• [ACTIVITY]
Copies of all lines containing the string "code" are needed from the data below.

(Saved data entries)

PR #271, opened 2015-04-16
Add convert logic code to `QueryAsync` method

harrywong:
In current code, if we use QueryAsync<int>, when the db returns a long value, the code will break. Because long cannot be convert to int directly.

### DIFF
--- a/Dapper NET40/SqlMapper.cs
+++ b/Dapper NET40/SqlMapper.cs
@@ -3443,6 +3443,10 @@ this IDbConnection cnn, string sql, Func<TFirst, TSecond, TThird, TFourth, TRetu
             return r =>
             {
                 var val = r.GetValue(index);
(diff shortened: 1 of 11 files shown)


NickCraver:
Conflicts because of #338, need to sanity check the null situation though.

NickCraver:
I appreciate the fixes here, there's a lot of overlap with #338 which I already pulled in the difference being the null checks. I wanted to quickly explain that we *want* to fail on a improper case due to nullability if the type doesn't support it. For example, if you have a null in a nullable int column then you should be using a `int?` (`Nullable<int>`) rather than `int`. Silently returning a 0 in place of nulls would be a bad thing in most situations - so we actually want the casts to fail here and alert the user to the problem. I hope that's clear for anyone finding this later - if not just comment and I'll try to clarify.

• [REPLY]
Add convert logic code to `QueryAsync` method
In current code, if we use QueryAsync<int>, when the db returns a long value, the code will break. Because long cannot be convert to int directly.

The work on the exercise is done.